→ ASSIGNMENT:
Output everything in the listing exactly.

++++++++++

PR #2053, opened 2025-02-27
fix: Checkout component success event

cpcramer:
**What changed? Why?**
We were not emitting Checkout Success events as expected. This update fixes that by moving the analytics call to the CheckoutButton.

++++++++++

→ THE ANSWER:
PR #2053, opened 2025-02-27
fix: Checkout component success event

cpcramer:
**What changed? Why?**
We were not emitting Checkout Success events as expected. This update fixes that by moving the analytics call to the CheckoutButton.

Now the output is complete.